PR #3597, opened 2023-01-19
Allow mutt to handle mails dating Wed 31 Dec 22:13:21 1969

rayfordshire:
* **What does this PR do?**

Two things:

1) Make the `mutt_date_gmtime()` and `mutt_date_localtime()` more robust by checking the return value of `gmtime()` and `localtime()` for a failure condition.  Since these function do get passed user supplied data, it is possible that these fail.
In the case of a failure return a default date. I opted for the common 1970-01-01 00:00:00.
Note: There seems to be no *guaranteed* way to produce a valid `tm` structure, all function producing one could fail. However, passing the above mentioned date seems pretty safe so I do not check the return value of `mktime()`.

2) Get rid of `MUTT_DATE_NOW`

`MUTT_DATE_NOW` is the date *Wed 31 Dec 22:13:21 1969* which is used to indicate not some cold day somewhere in the past but "now".  Remove the handling of this magic date and use dedicated functions (`mutt_date_gmtime_now()` and `mutt_date_localtime_now()`) to produce the current date.

The replacement on the caller side was pretty simple:
`mutt_date_gmtime(MUTT_DATE_NOW)` ==> `mutt_date_gmtime_now()`
`mutt_date_localtime(MUTT_DATE_NOW)` ==> `mutt_date_localtime_now()`

The only place which became slightly harder to read was a single call to `mutt_date_localtime_format(..., MUTT_DATE_NOW)` which had to be replaced with `mutt_date_localtime_format(..., mutt_date_epoch())`.

---

If you don't like the second change, I'd at least advise to incorporate the first one.

Have fun
Ray

### DIFF
--- a/autocrypt/autocrypt.c
+++ b/autocrypt/autocrypt.c
@@ -294,7 +294,7 @@ int mutt_autocrypt_process_autocrypt_header(struct Email *e, struct Envelope *en
 
   /* Ignore emails that appear to be more than a week in the future,
    * since they can block all future updates during that time. */
-  if (e->date_sent > (mutt_date_epoch() + (7 * 24 * 60 * 60)))
+  if (e->date_sent > (mutt_date_now() + (7 * 24 * 60 * 60)))
     return 0;
 
   for (struct AutocryptHeader *ac_hdr = env->autocrypt; ac_hdr; ac_hdr = ac_hdr->next)
@@ -437,7 +437,7 @@ int mutt_autocrypt_process_gossip_header(struct Email *e, struct Envelope *prot_
 
   /* Ignore emails that appear to be more than a week in the future,
    * since they can block all future updates during that time. */
-  if (e->date_sent > (mutt_date_epoch() + (7 * 24 * 60 * 60)))
+  if (e->date_sent > (mutt_date_now() + (7 * 24 * 60 * 60)))
     return 0;
 
   struct Buffer *keyid = mutt_buffer_pool_get();
--- a/browser/browser.c
+++ b/browser/browser.c
@@ -240,7 +240,7 @@ static const char *folder_format_str(char *buf, size_t buflen, size_t col, int c
         else
         {
           static const time_t one_year = 31536000;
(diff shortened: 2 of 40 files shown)


flatcap:
I've just:
- Run `clang-format` on the code
- Rebased over `main`

flatcap (changes requested):
OK... I've had a good read, a think and experimented a little.

Adding the error-checking to `mutt_date_localtime()` and `mutt_date_gmtime()` looks good,
though I found it **really** hard to make `localtime_r()` and `gmtime_r()` actually _fail_.
It only happens if `int tm.tm_year` overflows.
That means that the original `time_t` has to be **enormous** -- `LONG_MAX` worked ;-)

Having an error message, means translating it too,
so I suggest demoting the `mutt_error()` to a `mutt_debug(LL_DEBUG1, ...)`
That way, it'll still get logged.

I agree that `MUTT_DATE_NOW` isn't great, but I think that having `mutt_date_localtime()` **and** `mutt_date_localtime_now()`, etc, is overkill.
As the `_now()` versions just make a call to `mutt_date_epoch()`, I think we should pass that instead, e.g.
```diff
- tm = mutt_date_localtime(MUTT_DATE_NOW);
+ tm = mutt_date_localtime(mutt_date_epoch());
```

Perhaps `mutt_date_epoch()` ought to have `now` in its name.

gahr:
> Perhaps `mutt_date_epoch()` ought to have `now` in its name.

Yes

flatcap:
OK, while you're at it, please can you rename:
```sed
s/mutt_date_epoch/mutt_date_now/
s/mutt_date_epoch_ms/mutt_date_now_ms/
```

Thanks!

rayfordshire:
I did

* rebase on latest `main`
* change `mutt_error` into `mutt_debug`
* renamed `mutt_date_epoch()`/`mutt_date_epoch_ms()` to `mutt_date_now()`/mutt_date_now_ms()`. This included renaming the test files of those functions.
* Replaced `MUTT_DATE_NOW` with `mutt_date_now()`

flatcap:
No changes, just `clang-format`

flatcap (approved):
Lovely job.  Thanks!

WHAT YOU SHOULD DO: Repeat all of the records above exactly as they appear.

TASK SOLUTION:
PR #3597, opened 2023-01-19
Allow mutt to handle mails dating Wed 31 Dec 22:13:21 1969

rayfordshire:
* **What does this PR do?**

Two things:

1) Make the `mutt_date_gmtime()` and `mutt_date_localtime()` more robust by checking the return value of `gmtime()` and `localtime()` for a failure condition.  Since these function do get passed user supplied data, it is possible that these fail.
In the case of a failure return a default date. I opted for the common 1970-01-01 00:00:00.
Note: There seems to be no *guaranteed* way to produce a valid `tm` structure, all function producing one could fail. However, passing the above mentioned date seems pretty safe so I do not check the return value of `mktime()`.

2) Get rid of `MUTT_DATE_NOW`

`MUTT_DATE_NOW` is the date *Wed 31 Dec 22:13:21 1969* which is used to indicate not some cold day somewhere in the past but "now".  Remove the handling of this magic date and use dedicated functions (`mutt_date_gmtime_now()` and `mutt_date_localtime_now()`) to produce the current date.

The replacement on the caller side was pretty simple:
`mutt_date_gmtime(MUTT_DATE_NOW)` ==> `mutt_date_gmtime_now()`
`mutt_date_localtime(MUTT_DATE_NOW)` ==> `mutt_date_localtime_now()`

The only place which became slightly harder to read was a single call to `mutt_date_localtime_format(..., MUTT_DATE_NOW)` which had to be replaced with `mutt_date_localtime_format(..., mutt_date_epoch())`.

---

If you don't like the second change, I'd at least advise to incorporate the first one.

Have fun
Ray

### DIFF
--- a/autocrypt/autocrypt.c
+++ b/autocrypt/autocrypt.c
@@ -294,7 +294,7 @@ int mutt_autocrypt_process_autocrypt_header(struct Email *e, struct Envelope *en
 
   /* Ignore emails that appear to be more than a week in the future,
    * since they can block all future updates during that time. */
-  if (e->date_sent > (mutt_date_epoch() + (7 * 24 * 60 * 60)))
+  if (e->date_sent > (mutt_date_now() + (7 * 24 * 60 * 60)))
     return 0;
 
   for (struct AutocryptHeader *ac_hdr = env->autocrypt; ac_hdr; ac_hdr = ac_hdr->next)
@@ -437,7 +437,7 @@ int mutt_autocrypt_process_gossip_header(struct Email *e, struct Envelope *prot_
 
   /* Ignore emails that appear to be more than a week in the future,
    * since they can block all future updates during that time. */
-  if (e->date_sent > (mutt_date_epoch() + (7 * 24 * 60 * 60)))
+  if (e->date_sent > (mutt_date_now() + (7 * 24 * 60 * 60)))
     return 0;
 
   struct Buffer *keyid = mutt_buffer_pool_get();
--- a/browser/browser.c
+++ b/browser/browser.c
@@ -240,7 +240,7 @@ static const char *folder_format_str(char *buf, size_t buflen, size_t col, int c
         else
         {
           static const time_t one_year = 31536000;
(diff shortened: 2 of 40 files shown)


flatcap:
I've just:
- Run `clang-format` on the code
- Rebased over `main`

flatcap (changes requested):
OK... I've had a good read, a think and experimented a little.

Adding the error-checking to `mutt_date_localtime()` and `mutt_date_gmtime()` looks good,
though I found it **really** hard to make `localtime_r()` and `gmtime_r()` actually _fail_.
It only happens if `int tm.tm_year` overflows.
That means that the original `time_t` has to be **enormous** -- `LONG_MAX` worked ;-)

Having an error message, means translating it too,
so I suggest demoting the `mutt_error()` to a `mutt_debug(LL_DEBUG1, ...)`
That way, it'll still get logged.

I agree that `MUTT_DATE_NOW` isn't great, but I think that having `mutt_date_localtime()` **and** `mutt_date_localtime_now()`, etc, is overkill.
As the `_now()` versions just make a call to `mutt_date_epoch()`, I think we should pass that instead, e.g.
```diff
- tm = mutt_date_localtime(MUTT_DATE_NOW);
+ tm = mutt_date_localtime(mutt_date_epoch());
```

Perhaps `mutt_date_epoch()` ought to have `now` in its name.

gahr:
> Perhaps `mutt_date_epoch()` ought to have `now` in its name.

Yes

flatcap:
OK, while you're at it, please can you rename:
```sed
s/mutt_date_epoch/mutt_date_now/
s/mutt_date_epoch_ms/mutt_date_now_ms/
```

Thanks!

rayfordshire:
I did

* rebase on latest `main`
* change `mutt_error` into `mutt_debug`
* renamed `mutt_date_epoch()`/`mutt_date_epoch_ms()` to `mutt_date_now()`/mutt_date_now_ms()`. This included renaming the test files of those functions.
* Replaced `MUTT_DATE_NOW` with `mutt_date_now()`

flatcap:
No changes, just `clang-format`

flatcap (approved):
Lovely job.  Thanks!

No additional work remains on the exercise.